Budgeting and Contracting Best Practices for Research Sites
It’s a no-brainer: To grow your business, you need to negotiate and collect the funds you deserve for work performed. Part of the process is understanding the true costs of your work prior to budget negotiation. This includes all direct and indirect costs, and typically includes:
- Personnel costs: salaries, overtime, training, and additional staffing if needed.
- Facility costs: not only facility space, maintenance, utilities and equipment, but also any additional space or modifications needed for the study.
- Procedure costs: electrocardiograms (ECGs), blood draws, IV infusions, radiology, ophthalmology, and other specialized assessments.
- Supplies and materials: study-specific items like lab kits, diagnostic tools, medication storage, dry ice, and office supplies.
- Participant costs: in-person recruitment practices, advertising, screening, travel reimbursements, stipends, and engagement.
- Technology costs: fees for site-owned platforms such as a clinical trial management system (CTMS), eRegulatory management system, eSource platform, or any other specialized digital solution used during the trial.
- Regulatory costs: fees for institutional review board (IRB) approvals, data privacy compliance, and audits.
- Contingency costs: unexpected expenses such as protocol amendments, additional patient recruitment efforts, or other unanticipated expenses and delays.
In addition to covering your costs, here are several strategies to ensure you’re prepared for negotiation:
- Ensure you fully understand the protocol, including all visits, procedures, tests, and specialized staff or equipment needed. Carefully outline the time and resources needed for each step. It is often helpful to bring in any staff with specialized skills during this step to make sure nothing is overlooked.
- Leverage historical data and benchmarks to identify past challenges related to recruitment, timelines, and resources. The more you can learn from previous trials, the more confidently you can negotiate your next one.
- Plan for the future by ensuring you are taking the overall study timeline into consideration. Longer trials typically incur higher costs due to increased staffing needs, extended participant engagement, ongoing data management, and sustained regulatory compliance efforts. In addition, make sure to account for inflation for salaries, procedure costs, and other material resources you need to conduct the trial.
- Prepare a detailed justification for each cost in the budget. Be ready to explain why each cost is necessary and how it contributes to a successfully executed study. Sponsors are more likely to agree to a budget when they understand the rationale behind each expense.

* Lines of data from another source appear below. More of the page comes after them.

PR #3348, opened 2020-07-28
fix(core): use own type for backButton event result

### LINKED ISSUE #3346: bug: Minor typing error
## Bug Report
[The following typing (data: AppUrlOpen) seems to be wrong](https://github.com/ionic-team/capacitor/blame/25313a6087da5eba67d28de2619cf432d4172859/core/src/core-plugin-definitions.ts#L143)

```addListener(eventName: 'backButton', listenerFunc: (data: AppUrlOpen) => void): PluginListenerHandle;```

the data is very likely something else but **AppUrlOpen**, probably a copy paste error of the line `129`

```addListener(eventName: 'appUrlOpen', listenerFunc: (data: AppUrlOpen) => void): PluginListenerHandle;```

### Capacitor Version
From 1.0.0-alpha.11 still there on capacitor 3.0.0-alpha.0

### Platform(s)
N/A

### Current Behavior
N/A

### Expected Behavior
N/A

I've no idea if the back button really emits a special type.

### Code Reproduction
N/A

jcesarmobile:
sending to main since the type change is probably a breaking change, apps using the `AppUrlOpen` import would need to change to `BackButtonResult`

closes #3346

There are a few listeners that just return `{}`, should we just return nothing for such cases?


dwieeb:
Yeah, it wouldn't break the app's compilation to add parameters later, so I'm not sure why we do that. We can merge this though because I imagine we'll be cleaning up the types as we move these definitions into their respective plugin packages.

PR #3375, opened 2020-08-03
Add 2.4.0 to changelog

sandstrom:


dwieeb:
@sandstrom We are going to merge all changes from `2.x` into `main` each time there's a 2.x release, so this isn't necessary. I just forgot to do it. Thanks, though!

PR #3381, opened 2020-08-03
Merge 2.x for 2.4.0 release

dwieeb:


dwieeb:
@sandstrom Here's the full PR.

dwieeb:
@iphilgood @kheftel Would you mind glancing over this quick for your respective changes? We're pulling them into the main branch with this PR.

ios/Capacitor/Capacitor/Plugins/Camera.swift
```diff
@@ -232,7 +234,7 @@ public class CAPCameraPlugin: CAPPlugin, UIImagePickerControllerDelegate, UINavi
         }
 
         if settings.shouldResize {
-            guard let convertedImage = resizeImage(image!) else {
+            guard let convertedImage = resizeImage(image!, false) else {
```
iphilgood, line 237: @dwieeb this should consider the flag from the setting (`settings.preserveAspectRatio`), right?

jcesarmobile: yeah, good catch, should be
```suggestion
            guard let convertedImage = resizeImage(image!, settings.preserveAspectRatio) else {
```

dwieeb: Thanks, these were not easy conflicts to resolve. 😂

PR #3384, opened 2020-08-04
chore(iOS): Cleaning up types for JavaScript <-> Native bridging

ikeith:
This branch updates the iOS code's type system to address several issues:

- The JSON serialization is not type-safe because the values are defined as `Any`, which includes Swift value-types such as structs and enums that cannot be bridged to the JS environment.

- The convenience accessors on `CAPPluginCall` support default values but always return an optional. That leads to many force unwraps and noisy complaints from the linter.

- The generic `get` convenience accessor cannot justify its existence because it offers no benefit over raw access to the underlying dictionary and generates confusion by defining an additional way to retrieve values. (and only really exists as a historical artifact according to @mlynch)

- `JSArray` is defined as an array of dictionaries, which is insufficient since it cannot include numbers, strings, etc that make up valid JSON.

To that end, this branch does 4 things:

1) Defines a `JSValue` "type" (enforced via an empty, specializing protocol) to ensure that only expected types are used for bridging communication. This moves potential runtime errors to compile time errors instead.

2) The convenience `get` accessors are now split into two separate methods for each type: one to return an optional and one that supports a default value but returns a non-optional. (the simple `get` accessor has been removed) This should improve clarity at the point of use and reduce confusion over the use of optionals.

3) Protocols! The new accessors are built using composable protocols so they can be inherited by other objects by conforming to the `JSValueContainer` protocol. (this would allow them to be leveraged in the future for things like configuration... 🤔)

4) Rather than mixing Obj-C and Swift support such that it is hard to tell what is expected to work where, the new protocols are purely swift (as is required by the underlying types), and the Obj-C convenience accessors are split out into a separate file so only Obj-C code that needs it can import it.


dwieeb (approved):

ikeith:
This PR has been updated with unit tests to verify the expected behavior around converting to the new protocol-supported JS types.

ios/Capacitor/Capacitor/Plugins/LocalNotifications.swift
```diff
@@ -338,6 +338,9 @@ public class CAPLocalNotificationsPlugin: CAPPlugin {
 
         createdCategories.append(generalCategory)
         for type in actionTypes {
+            guard let type = type as? JSObject else {
+              continue
+            }
```
jcesarmobile, line 343: Can something like this be used in this 3 fors instead of the guards?

```suggestion
        for case let type as JSObject in actionTypes
```

jcesarmobile (changes requested):
Added a minor comment.

Also on line [144](https://github.com/ionic-team/capacitor/blob/main/ios/Capacitor/Capacitor/Plugins/LocalNotifications.swift#L144) of the same file, I think this `guard let types = call.getArray("types", Any.self) as? JSArray else {` can be changed to this `guard let types = call.getArray("types", JSObject.self) else {`

ios/Capacitor/Capacitor/Plugins/LocalNotifications.swift
ikeith: That would work. I am little concerned, though, that that kind of syntax might be too esoteric just to save a couple of lines. It could be hard for someone less familiar with Swift to understand if they looked at the core plugins for examples of how to write a plugin.

ikeith:
> Also on line [144]

Good catch. That's inconsistent with the other code.

ios/Capacitor/Capacitor/Plugins/LocalNotifications.swift
jcesarmobile: I didn't propose it for saving lines, but because I find the guard with continue confusing.

Could be possible to indicate in some way that the whole JSArray contain elements of the same type so don't need to cast them inside the for?

In the change I proposed (`guard let types = call.getArray("types", JSObject.self)`), we are saying the elements are JSObject, but we still need to cast them when we go over the Array.

ikeith: Oh, I see. Your suggested change is functionally identical so I assumed it was just to be more concise. (I think a for loop with an inner guard is easier to understand but obviously that's subjective) I agree that bubbling the more exact types through the code is better but I was trying to avoid too many changes, especially since I knew the plugins were being split out and I didn't expect this change to get merged quickly. I will update the code to avoid casting types up to a more generic one.

jcesarmobile (approved):

PR #3389, opened 2020-08-04
Unsupported Browser Exception proposal

dwieeb:
For the web platform, many APIs may not work, especially for IE11, for example. We need a consistent way to report that a feature is unsupported. This will be used by official plugins, but all Capacitor plugins are welcome to use it. This is just a proposal to spark discussion.

Stems from a discussion in the Haptics PR: https://github.com/ionic-team/capacitor-plugins/pull/5#issuecomment-667739490

- Usage in plugins: https://github.com/ionic-team/capacitor-plugins/blob/4862a1997c0d1e6e65f4a16a7de976083acbf4d5/screen-reader/src/web.ts#L16-L20
- Usage in apps: https://github.com/ionic-team/capacitor-testapp/blob/84aaab694f05dadebb1666ff130f33130a279ec1/src/pages/ScreenReader.tsx#L38-L49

- Ensure the company is the signer, not the investigator. While a principal investigator (PI) as signer can work for a single site, as that site grows and potentially expands to include new sites, this can result in issues. Employing the company as the signer can improve timelines and establishes the company as the owner of the financial and ongoing business development relationship with the sponsor.

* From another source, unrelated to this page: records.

PR #3391, opened 2020-08-05
chore: Make native resolve return undefined

jcesarmobile:
When calling `call.resolve()` it will return `undefined` instead of `{}`
`call.success()` will keep returning `{}`


dwieeb:
We also wanted to deprecate `success()`, so I added annotations for that.

jcesarmobile:
I was planning doing that in a separate PR

dwieeb:
Okay I made https://github.com/ionic-team/capacitor/pull/3392 instead.

PR #3392, opened 2020-08-05
Deprecate redundant PluginCall methods

dwieeb:
- `success()` is now deprecated (use `resolve()`)
- `error()` is now deprecated (use `reject()`)

### DIFF
--- a/android/capacitor/src/main/java/com/getcapacitor/PluginCall.java
+++ b/android/capacitor/src/main/java/com/getcapacitor/PluginCall.java
@@ -66,7 +66,7 @@ public class PluginCall {
      */
     @Deprecated
     public void success() {
-        this.success(new JSObject());
+        this.resolve(new JSObject());
     }
 
     public void resolve(JSObject data) {
--- a/android/capacitor/src/main/java/com/getcapacitor/PluginCall.java
+++ b/android/capacitor/src/main/java/com/getcapacitor/PluginCall.java
@@ -51,16 +51,20 @@ public class PluginCall {
     }
 
     /**
-     * @deprecated Use `resolve()`.
+     * @deprecated
+     * Use {@link #resolve(JSObject data)}
      */
+    @Deprecated
     public void success(JSObject data) {
         PluginResult result = new PluginResult(data);
         this.msgHandler.sendResponseMessage(this, result, null);
     }
 
     /**
-     * @deprecated Use `resolve()`.
+     * @deprecated
+     * Use {@link #resolve()}
      */
+    @Deprecated
     public void success() {
         this.success(new JSObject());
     }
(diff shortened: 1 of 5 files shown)


jcesarmobile:
Cancel should also be deprecated, keep only reject and resolve

dwieeb:
Do you mean `error()`? Yes, we should prefer `reject()` over `error()`. I can't find `cancel()`.

jcesarmobile:
Yeah, sorry, I meant error

dwieeb:
Current method signatures for `error` and `reject` on Android and iOS:
```java
public void error(String msg, Exception ex)
public void error(String msg, String code, Exception ex)
public void error(String msg)
public void reject(String msg, Exception ex)
public void reject(String msg, String code)
public void reject(String msg)
```

```swift
func error(_ message: String, _ error: Error? = nil, _ data: PluginCallErrorData = [:])
func reject(_ message: String, _ code: String? = nil, _ error: Error? = nil, _ data: PluginCallErrorData = [:])
```

I don't know why they're inconsistent in Android (`reject` doesn't allow for both code and exception, but `error` does) or why iOS and Android are inconsistent with each other (`error` allows for both code and exception on Android, but not iOS). 

I think it's fixable, though. Let me try an implementation.

ios/Capacitor/Capacitor/CAPPluginCall.swift
```diff
@@ -62,10 +62,12 @@ public typealias PluginEventListener = CAPPluginCall
         return self.options.index(forKey: key) != nil
     }
 
+    @available(*, deprecated, message: "Use `resolve()`")
```
jcesarmobile, line 65: on Xcode the message appears as 
> 
```
'success' is deprecated: Use `resolve()`
```
So I think it would be better to use it like this 

```suggestion
    @available(*, deprecated, message: "Use 'resolve'")
```

so it appears as `'success' is deprecated: Use 'resolve'`

android/capacitor/src/main/java/com/getcapacitor/PluginCall.java
```diff
@@ -80,11 +86,28 @@ public void errorCallback(String msg) {
...
+     * @deprecated Use `reject()`.
+     */
     public void error(String msg, String code, Exception ex) {
+        reject(msg, code, ex);
+    }
+
+    /**
+     * @deprecated Use `reject()`.
+     */
+    public void error(String msg) {
```
jcesarmobile, line 106: Java allows to link the new method
Also the method should have the `@Deprecated` annotation, not just on the comment
```suggestion
    /**
     * @deprecated
     * Use {@link PluginCall#reject(String msg)} instead
     */
     @Deprecated
    public void error(String msg) {
```

ios/Capacitor/Capacitor/CAPPluginCall.swift
dwieeb: If I use `renamed: "resolve"` then this is the message that appears and there's an option to fix automatically:

image

android/capacitor/src/main/java/com/getcapacitor/PluginCall.java
```diff
@@ -50,11 +50,21 @@ public void successCallback(PluginResult successResult) {
...
         this.msgHandler.sendResponseMessage(this, result, null);
     }
 
+    /**
+     * @deprecated
+     * Use {@link #resolve()}
+     */
+    @Deprecated
     public void success() {
         this.success(new JSObject());
```
jcesarmobile, line 69:
```suggestion
        this. resolve(new JSObject());
```

PR #3397, opened 2020-08-07
fix(android): plugin template missed androidx appcompat dependency causing Android Studio issue

carlpoole:
Added the androidx appcompat dependency to the plugin template. When this isn't present, Android Studio does not identify that AppComptActivity has access to methods on the Activity class for some reason. We found this because `runOnUiThread` was not resolving as a valid method during plugin development.


plugin-template/android/build.gradle
```diff
@@ -1,5 +1,6 @@
 ext {
     junitVersion =  project.hasProperty('junitVersion') ? rootProject.ext.junitVersion : '4.12'
+    androidxAppCompatVersion = project.hasProperty('androidxAppCompatVersion') ? rootProject.ext.androidxAppCompatVersion : '1.1.0'
```
jcesarmobile, line 3:
```suggestion
    androidxAppCompatVersion = project.hasProperty('androidxAppCompatVersion') ? rootProject.ext.androidxAppCompatVersion : '1.2.0'
```

carlpoole: I think so. Without this dependency, Android Studio doesn't resolve basic `Activity.java` methods that can be overridden like `runOnUiThread` and it isn't clear how to fix that. Any plugin that tries to run code that impacts the UI will need to use this method. Dan came across this when working on a plugin being broken out of core capacitor.

android/capacitor/build.gradle
```diff
@@ -1,5 +1,5 @@
 ext {
-    androidxAppCompatVersion = project.hasProperty('androidxAppCompatVersion') ? rootProject.ext.androidxAppCompatVersion : '1.1.0'
+    androidxAppCompatVersion = project.hasProperty('androidxAppCompatVersion') ? rootProject.ext.androidxAppCompatVersion : '1.2.0'
```
jcesarmobile, line 2: this is a plugin fix, should only contain changes related to the plugin

We also need to update the default version here, but should be a separate PR that updates the version here, and in variables.gradle file, and should be documented that users should update their own variables.gradle file as it's managed by them.
And probably check all other dependencies and update all of them at once, but checking that nothing breaks.

carlpoole: So we want a PR that only updates the version in the plugin template here, and then a separate PR that only updates the version in capacitor android and variables.gradle?

jcesarmobile:
the default is just a default, if we don't update it on the template now we will have to update all plugins later, so do what you think is best

dwieeb:
@carlpoole You can reopen this PR here: https://github.com/ionic-team/create-capacitor-plugin

PR #3420, opened 2020-08-13
chore: remove Storage plugin

dwieeb:


naimajro:
Hi, is Storage API in Capacitor still available, or it's officially removed? If yes, how can i differently use local storage?

jcesarmobile:
In Capacitor 3 all plugins are being removed from the core, but they will be available as independent packages `@capacitor/storage` https://github.com/ionic-team/capacitor-plugins/tree/main/storage

PR #3429, opened 2020-08-18
Added restartApp method

trancee:
Added the `restartApp` method that is similar to `exitApp` but instead it starts another instance and exits the old one.


jcesarmobile:
thanks for the PR, but we have removed App plugin from capacitor and moved it to https://github.com/ionic-team/capacitor-plugins
You can send the PR there if you want

PR #2882, opened 2020-05-08
fix(ios): Support CORS when using Live Reload

diachedelic:
`_capacitor_file_` HTTP requests fail CORS checks when server.url is set. This PR implements CORS support on iOS. (Sidenote: does not require a fix for Android as `_capacitor_file_` requests are sent to the same origin of the page).

# How to reproduce
```json
// capacitor.config.json
{
  "server": { "url": "http://192.168.15.26:6789" }
  ...
}
```

```javascript
// my-app.js
const url = Capacitor.convertFileSrc(uri)
await fetch(url) // throws
```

In addition to following the guidance above, you should be flexible in your negotiation. Find areas where you may be able to adjust, such as reducing or reallocating specific administrative costs. Understanding your bottom line and your ability to make concessions will help you negotiate a budget designed to cover your costs without compromising quality.
When negotiating terms, you should request 0% withholding or holdback to make sure you are quickly getting paid for your work. Especially in cases where a portion of the funds are dependent on closeout visits, holdbacks can result in waiting years to be reimbursed. In addition, you should request Net 30 payment terms. You are paying your team and incurring expenses for materials to conduct your research throughout the trial, and so you should be collecting funds from the sponsor as quickly as possible for the work you have performed.
Lastly, payment should be made upon “work complete” (e.g., visit data is entered into an electronic data capture [EDC] system, not reliant on a monitor review) to make sure you are in control of payment timelines, without the need to wait for action from the sponsor.